━━ Dataset

PR #3975, opened 2026-09-16
feat(relayer): http minimal first version with endpoints and aggregator

nboisde:


relayer-http/crates/relayer-http/src/settings.rs
```diff
@@ -0,0 +1,262 @@
...
+/// No `deny_unknown_fields` at this level: every `APP_*` variable of the pod lands here as a key, and a typo in
+/// `kms_aggregator` still fails as a missing field. The nested structs are strict.
+#[derive(Debug, Clone, Deserialize)]
+pub struct Settings {
+    pub name: String,
+    #[serde(default)]
+    pub log: LogConfig,
+    pub http: HttpConfig,
+    pub kms_aggregator: KmsAggregatorConfig,
+}
```
geoxel, line 21: Just a thought: the file is named config.yaml, the struct is named Settings, and inside, we have Config's.
What about naming this struct RelayerConfig instead ? And maybe renaming the file to config.rs or relayer_config.rs ?

relayer-http/crates/relayer-http/src/settings.rs
```diff
@@ -0,0 +1,262 @@
...
+    pub endpoint: SocketAddr,
+    /// Largest accepted request body; bigger ones are answered `400 malformed`.
+    #[serde(default = "default_max_body_bytes")]
+    pub max_body_bytes: usize,
+    /// Host chain ids a ciphertext handle may carry (bytes 22..30 of the handle).
+    pub supported_chain_ids: Vec<u64>,
+}
+
+fn default_max_body_bytes() -> usize {
+    2 << 20
```
geoxel, line 37: Why ? And why is it 2^21 in the default config.yaml file ?

relayer-http/crates/relayer-http/src/kms_aggregator/client.rs
```diff
@@ -0,0 +1,624 @@
...
+use bytes::{Bytes, BytesMut};
+use kms_connector_api::{ErrorCode, ErrorResponse};
+use reqwest::header::{AUTHORIZATION, CONTENT_TYPE, HeaderValue};
+use serde::de::DeserializeOwned;
+use url::Url;
+
+use super::config::{AuthConfig, ConfigError, EndpointConfig, KmsAggregatorConfig};
+
+/// Response bodies above this are dropped (a connector answer is a few KiB).
+pub const MAX_RESPONSE_BYTES: usize = 4 << 20;
```
geoxel, line 16: Strange to read "a connector answer is a few KiB" and below a max size of 4 MiB :-)

relayer-http/crates/relayer-http/src/kms_aggregator/client.rs
```diff
@@ -0,0 +1,624 @@
...
+            .connect_timeout(CONNECT_TIMEOUT.min(cfg.call.timeout))
+            // Safety net for a socket that stops answering; the aggregator's deadline is the decision.
+            .timeout(cfg.call.timeout)
+            // Never forward the key to another host.
+            .redirect(reqwest::redirect::Policy::none())
+            .https_only(https_only)
+            .no_proxy()
+            .pool_idle_timeout(Duration::from_secs(10))
+            .tcp_keepalive(Duration::from_secs(15))
+            .user_agent(concat!("zama-relayer-http/", env!("CARGO_PKG_VERSION")))
```
geoxel, line 178: Nice to send the version

relayer-http/crates/relayer-http/src/kms_aggregator/client.rs
```diff
@@ -0,0 +1,624 @@
...
+            request = request.header(AUTHORIZATION, auth.clone());
+        }
+        let mut response = request.send().await.map_err(transport)?;
+        let status = response.status().as_u16();
+        let too_large = || AttemptError::Body("response too large".to_owned());
+        if response
+            .content_length()
+            .is_some_and(|len| len > MAX_RESPONSE_BYTES as u64)
+        {
+            return Err(too_large());
```
geoxel, line 220: We could log `len` here or put it in `too_large` return value ?

relayer-http/crates/relayer-http/src/kms_aggregator/client.rs
```diff
@@ -0,0 +1,624 @@
...
+        }
+        let mut buf = BytesMut::new();
+        while let Some(chunk) = response.chunk().await.map_err(transport)? {
+            if buf.len() + chunk.len() > MAX_RESPONSE_BYTES {
+                return Err(too_large());
```
geoxel, line 225: Same here.

relayer-http/crates/relayer-http/src/kms_aggregator/client.rs
```diff
@@ -0,0 +1,624 @@
...
+    use alloy::primitives::B256;
+    use kms_connector_api::UserDecryptionResponse;
+    use wiremock::matchers::{body_bytes, header, method, path};
+    use wiremock::{Mock, MockServer, ResponseTemplate};
+
+    use super::*;
+    use crate::kms_aggregator::config::tests::valid;
+    use crate::kms_aggregator::mock::{self, Fixed};
+
+    const ALL_CODES: [ErrorCode; 14] = [
```
geoxel, line 272: We could add ErrorCode::UnsupportedAttestationType too.

relayer-http/crates/relayer-http/src/kms_aggregator/call.rs
```diff
@@ -0,0 +1,370 @@
...
+    async fn attempt_loop<R: DeserializeOwned>(
+        &self,
+        endpoint: &Endpoint,
+        route: &str,
+        body: Bytes,
+        deadline: Instant,
+        attempts: &mut u32,
+    ) -> Result<R, CallError> {
+        loop {
+            let Ok(permit) = self.permits.acquire().await else {
```
geoxel, line 117: Claude review (correctness / availability) 1 / 3 : 

The call semaphore holds a permit across the whole HTTP attempt. With shipped defaults (13 endpoints, `max_concurrent_calls: 64`, 5s deadline) only ~4 aggregations fit; hung nodes park permits for the full deadline, so a 5th concurrent request can burn its entire deadline inside `permits.acquire()` and return `504 timeout` with `counted: 0, attempts: 0` — having contacted no node — while `/healthz` still reports `ready`.

relayer-http/crates/relayer-http/src/main.rs
```diff
@@ -0,0 +1,76 @@
...
+    // Serves until `shutdown` is cancelled, then drains the in-flight requests (bounded by call.timeout).
+    let mut server = tokio::spawn(endpoint::serve(app));
+    tokio::select! {
+        result = &mut server => {
+            error!(result = ?result, "server stopped unexpectedly");
+            return ExitCode::FAILURE;
+        }
+        () = wait_for_signal() => {
+            shutdown.cancel();
+            if let Err(e) = server.await {
```
geoxel, line 52: Claude review (correctness / availability) 2 / 3 : 

`if let Err(e) = server.await` only matches the `JoinError`; the inner `io::Result` from `endpoint::serve` is dropped, so a drain-time server failure exits `SUCCESS` and looks like a clean stop.

relayer-http/crates/relayer-http/src/kms_aggregator/client.rs
```diff
@@ -0,0 +1,624 @@
...
+            Self::Body(_) | Self::Transport(_) => false,
+        }
+    }
+
+    /// The connector's own table (`ErrorCode::retryable`); unknown codes follow the body's flag.
+    pub fn is_retryable(&self) -> bool {
+        match self {
+            Self::Api { error, .. } if error.code == ErrorCode::Unknown => error.retryable,
+            Self::Api { error, .. } => error.code.retryable(),
+            Self::Status(status) => *status == 408 || (500..600).contains(status),
```
geoxel, line 114: Claude review (correctness / availability) 3 / 3 : 

`is_retryable` covers `408` and `500..600` but not `429`. A rate limit answered by an ingress with a non-connector body is terminal after one attempt and surfaces as `upstream_transient` (502) instead of `rate_limited` (429) — inconsistent with the same status carrying a connector body, which does get retried.

relayer-http/crates/relayer-http/src/endpoint/error.rs
```diff
@@ -0,0 +1,268 @@
...
+    /// The request is wrong: unreadable or oversized body, invalid JSON, unknown field, wrong content type, or a
+    /// validation rule. `message` names the field.
+    pub fn malformed(request_id: &str, message: impl Into<String>) -> Self {
+        Self::new(StatusCode::BAD_REQUEST, "malformed", request_id, message)
+    }
+
+    /// The aggregator's verdict. A dominant connector error is answered with the connector's own status and code.
+    pub fn aggregation(request_id: &str, error: AggregationError) -> Self {
+        match error {
+            AggregationError::Timeout {
```
geoxel, line 53: Claude review (diagnostics / hardening):

The `Timeout` arm discards `rejected` and `dominant` (unlike `ThresholdNotReached`), so a failure actually caused by 5 rejections reports only "6 of 9 responses". `AggregationError::dominant()` is unreachable for that variant.

relayer-http/crates/relayer-http/src/endpoint/mod.rs
```diff
@@ -0,0 +1,254 @@
...
+        .layer(DefaultBodyLimit::max(app.http.max_body_bytes))
+        .with_state(app)
+}
+
+/// Binds `http.endpoint` and serves until the shutdown token is cancelled, then drains the in-flight requests
+/// (bounded by `call.timeout`: every running aggregation ends with `Cancelled`).
+pub async fn serve(app: App) -> std::io::Result<()> {
+    let listener = TcpListener::bind(app.http.endpoint).await?;
+    let shutdown = app.shutdown.clone();
+    axum::serve(listener, router(app))
```
geoxel, line 38: Claude review (diagnostics / hardening):

`axum::serve` has `DefaultBodyLimit` but no header/body-read or idle timeout, so slow-loris connections live indefinitely; the aggregator deadline never applies because the handler is never entered.

relayer-http/crates/relayer-http/src/endpoint/docs.md
```diff
@@ -0,0 +1,197 @@
...
+| `POST` | `/v4/exp/public-decrypt` | public decryption: the plaintexts and the KMS signatures over them |
+| `GET` | `/liveness` | the process runs |
+| `GET` | `/healthz` | the pod is ready to serve (503 while shutting down) |
+
+Configuration (`http:` in `config/config.yaml`): `endpoint` (bind address), `max_body_bytes` (default 2 MiB),
+`supported_chain_ids` (host chain ids a handle may carry). One port for everything; no version endpoint yet.
+
+## 2. Request payloads
+
+The shapes are the current relayer's, so the SDK keeps working. Hex fields are typed: a handle is 32 bytes, an
```
geoxel, line 24: Claude review (docs):

§2 still claims "the shapes are the current relayer's, so the SDK keeps working", but `9fba04ee7` renamed `attestedPayload`→`payload` and dropped `version`/`type`. With `deny_unknown_fields` the old body now gets `400 malformed`, and the example further down already shows the new shape — the section contradicts itself.

relayer-http/crates/relayer-http/src/kms_aggregator/client.rs
nboisde: Changing the comment since its wrong indeed -> around 1MiB.

nboisde: Changing also formats for also better readability.

relayer-http/crates/relayer-http/src/config.rs
```diff
@@ -0,0 +1,262 @@
...
+    pub endpoint: SocketAddr,
+    /// Largest accepted request body; bigger ones are answered `400 malformed`.
+    #[serde(default = "default_max_body_bytes")]
+    pub max_body_bytes: usize,
+    /// Host chain ids a ciphertext handle may carry (bytes 22..30 of the handle).
+    pub supported_chain_ids: Vec<u64>,
+}
+
+fn default_max_body_bytes() -> usize {
+    2 << 20
```
nboisde: Allowing more space, but indeed need to recalculate properly the max payload size, changing this. 
Exploration will be required as well for further flows.

relayer-http/crates/relayer-http/src/kms_aggregator/call.rs
nboisde: I agree, the default value must be raised.

relayer-http/crates/relayer-http/src/endpoint/error.rs
nboisde: The example is does not work in this case, but I will change the message to forward the context.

━━━━

> **What this task involves**
Filter the records above and return every line that holds the word "Duration".

> **Solution below**
+            .pool_idle_timeout(Duration::from_secs(10))
+            .tcp_keepalive(Duration::from_secs(15))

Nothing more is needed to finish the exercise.